::: Source data

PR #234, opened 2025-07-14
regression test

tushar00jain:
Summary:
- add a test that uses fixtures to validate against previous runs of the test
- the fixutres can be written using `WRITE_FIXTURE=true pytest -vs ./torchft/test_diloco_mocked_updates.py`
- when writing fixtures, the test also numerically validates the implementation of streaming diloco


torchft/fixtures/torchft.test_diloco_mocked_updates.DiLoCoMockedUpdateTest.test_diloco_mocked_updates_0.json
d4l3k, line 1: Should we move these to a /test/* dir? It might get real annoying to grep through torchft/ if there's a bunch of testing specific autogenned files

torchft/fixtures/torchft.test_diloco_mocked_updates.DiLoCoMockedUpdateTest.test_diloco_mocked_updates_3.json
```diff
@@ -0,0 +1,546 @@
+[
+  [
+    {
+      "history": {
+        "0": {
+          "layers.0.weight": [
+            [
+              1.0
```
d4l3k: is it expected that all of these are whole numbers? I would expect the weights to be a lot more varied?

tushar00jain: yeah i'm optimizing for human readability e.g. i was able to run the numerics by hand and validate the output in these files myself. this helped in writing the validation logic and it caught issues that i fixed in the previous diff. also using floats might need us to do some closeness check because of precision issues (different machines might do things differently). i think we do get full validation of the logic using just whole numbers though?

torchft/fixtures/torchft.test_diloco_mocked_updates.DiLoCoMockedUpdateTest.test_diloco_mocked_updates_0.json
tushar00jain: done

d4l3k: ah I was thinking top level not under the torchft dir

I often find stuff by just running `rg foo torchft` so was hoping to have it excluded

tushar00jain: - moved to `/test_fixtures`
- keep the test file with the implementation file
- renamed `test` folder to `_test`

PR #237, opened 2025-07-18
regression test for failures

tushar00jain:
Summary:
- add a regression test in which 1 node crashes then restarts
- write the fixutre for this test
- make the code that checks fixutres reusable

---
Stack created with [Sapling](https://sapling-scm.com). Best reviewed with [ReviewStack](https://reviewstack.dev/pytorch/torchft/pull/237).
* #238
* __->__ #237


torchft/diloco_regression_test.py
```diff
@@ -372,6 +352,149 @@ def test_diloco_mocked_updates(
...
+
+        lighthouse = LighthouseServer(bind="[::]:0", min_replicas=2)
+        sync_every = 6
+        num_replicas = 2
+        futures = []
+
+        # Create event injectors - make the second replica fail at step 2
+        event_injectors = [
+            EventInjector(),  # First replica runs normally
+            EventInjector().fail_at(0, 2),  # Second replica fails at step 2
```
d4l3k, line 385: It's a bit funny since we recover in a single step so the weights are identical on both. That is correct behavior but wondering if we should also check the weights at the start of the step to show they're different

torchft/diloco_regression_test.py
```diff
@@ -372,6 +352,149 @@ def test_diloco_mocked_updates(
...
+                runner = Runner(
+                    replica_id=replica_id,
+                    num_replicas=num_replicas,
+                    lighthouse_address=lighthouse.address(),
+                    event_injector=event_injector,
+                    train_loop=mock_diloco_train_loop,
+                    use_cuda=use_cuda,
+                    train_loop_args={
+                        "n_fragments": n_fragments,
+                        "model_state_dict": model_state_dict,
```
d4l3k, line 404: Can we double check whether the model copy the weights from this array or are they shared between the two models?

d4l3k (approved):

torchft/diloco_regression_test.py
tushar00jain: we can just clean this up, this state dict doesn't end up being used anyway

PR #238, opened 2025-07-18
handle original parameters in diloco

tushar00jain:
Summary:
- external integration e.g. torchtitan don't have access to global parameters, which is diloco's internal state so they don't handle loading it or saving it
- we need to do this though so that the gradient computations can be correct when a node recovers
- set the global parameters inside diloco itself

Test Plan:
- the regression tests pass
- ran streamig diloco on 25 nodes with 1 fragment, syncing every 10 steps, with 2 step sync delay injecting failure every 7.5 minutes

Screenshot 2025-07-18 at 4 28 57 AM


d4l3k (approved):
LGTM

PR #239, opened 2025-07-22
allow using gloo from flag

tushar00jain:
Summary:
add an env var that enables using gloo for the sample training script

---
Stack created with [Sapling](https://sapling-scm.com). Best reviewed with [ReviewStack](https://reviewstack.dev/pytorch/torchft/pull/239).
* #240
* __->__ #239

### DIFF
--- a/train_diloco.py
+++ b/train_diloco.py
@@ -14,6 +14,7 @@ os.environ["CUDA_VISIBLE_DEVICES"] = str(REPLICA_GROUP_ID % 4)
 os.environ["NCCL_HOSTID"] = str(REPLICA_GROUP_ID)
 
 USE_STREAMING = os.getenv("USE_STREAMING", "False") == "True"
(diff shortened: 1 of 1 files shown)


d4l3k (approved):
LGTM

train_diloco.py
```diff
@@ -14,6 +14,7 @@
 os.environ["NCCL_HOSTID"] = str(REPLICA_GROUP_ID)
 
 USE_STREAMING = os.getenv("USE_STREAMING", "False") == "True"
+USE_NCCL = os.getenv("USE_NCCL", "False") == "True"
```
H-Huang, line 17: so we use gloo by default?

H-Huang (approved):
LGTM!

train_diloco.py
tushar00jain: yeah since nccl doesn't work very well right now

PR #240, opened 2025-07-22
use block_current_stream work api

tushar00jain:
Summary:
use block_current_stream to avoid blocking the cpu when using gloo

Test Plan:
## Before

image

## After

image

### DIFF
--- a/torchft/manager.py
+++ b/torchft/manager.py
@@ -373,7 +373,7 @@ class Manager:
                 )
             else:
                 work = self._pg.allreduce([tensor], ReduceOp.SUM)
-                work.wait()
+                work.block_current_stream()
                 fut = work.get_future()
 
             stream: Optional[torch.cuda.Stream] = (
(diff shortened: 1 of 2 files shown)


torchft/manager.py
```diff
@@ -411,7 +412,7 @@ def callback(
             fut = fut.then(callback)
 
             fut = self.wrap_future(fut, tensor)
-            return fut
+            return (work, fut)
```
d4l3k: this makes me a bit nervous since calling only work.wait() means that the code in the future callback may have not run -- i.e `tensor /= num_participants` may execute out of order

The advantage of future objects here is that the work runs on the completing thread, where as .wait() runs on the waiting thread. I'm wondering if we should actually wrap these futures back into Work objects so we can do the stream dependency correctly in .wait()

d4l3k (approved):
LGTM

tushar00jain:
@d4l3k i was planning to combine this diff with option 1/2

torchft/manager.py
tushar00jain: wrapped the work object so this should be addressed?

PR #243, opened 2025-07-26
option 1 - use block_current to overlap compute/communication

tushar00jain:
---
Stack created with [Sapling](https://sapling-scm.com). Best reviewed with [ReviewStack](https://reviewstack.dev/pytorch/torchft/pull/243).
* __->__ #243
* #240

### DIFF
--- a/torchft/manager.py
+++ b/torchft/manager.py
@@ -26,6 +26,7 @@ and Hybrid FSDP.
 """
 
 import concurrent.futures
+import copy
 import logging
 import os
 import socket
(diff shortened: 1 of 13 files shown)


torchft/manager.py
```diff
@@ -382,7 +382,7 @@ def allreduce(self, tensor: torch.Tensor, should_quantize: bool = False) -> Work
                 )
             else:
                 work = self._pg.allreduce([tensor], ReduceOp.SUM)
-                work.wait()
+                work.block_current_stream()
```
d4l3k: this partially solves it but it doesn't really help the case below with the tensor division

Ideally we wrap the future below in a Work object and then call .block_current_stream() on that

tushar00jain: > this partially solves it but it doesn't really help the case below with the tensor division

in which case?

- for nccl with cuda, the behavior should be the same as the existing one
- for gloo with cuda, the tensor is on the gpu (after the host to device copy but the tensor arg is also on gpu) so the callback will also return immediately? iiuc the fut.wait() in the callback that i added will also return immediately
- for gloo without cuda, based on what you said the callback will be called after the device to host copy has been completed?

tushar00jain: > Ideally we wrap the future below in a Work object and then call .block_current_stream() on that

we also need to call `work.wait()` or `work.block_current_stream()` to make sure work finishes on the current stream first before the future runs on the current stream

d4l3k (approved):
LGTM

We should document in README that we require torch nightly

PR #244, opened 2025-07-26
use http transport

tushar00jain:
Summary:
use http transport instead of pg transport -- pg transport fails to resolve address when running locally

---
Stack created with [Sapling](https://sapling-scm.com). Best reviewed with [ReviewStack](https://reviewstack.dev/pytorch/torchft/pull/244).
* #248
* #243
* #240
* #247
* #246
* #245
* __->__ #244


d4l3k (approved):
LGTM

::::::

Go through the material above, and wherever a line holds the word "numbers", copy it.

> **Solution**:
d4l3k: is it expected that all of these are whole numbers? I would expect the weights to be a lot more varied?
tushar00jain: yeah i'm optimizing for human readability e.g. i was able to run the numerics by hand and validate the output in these files myself. this helped in writing the validation logic and it caught issues that i fixed in the previous diff. also using floats might need us to do some closeness check because of precision issues (different machines might do things differently). i think we do get full validation of the logic using just whole numbers though?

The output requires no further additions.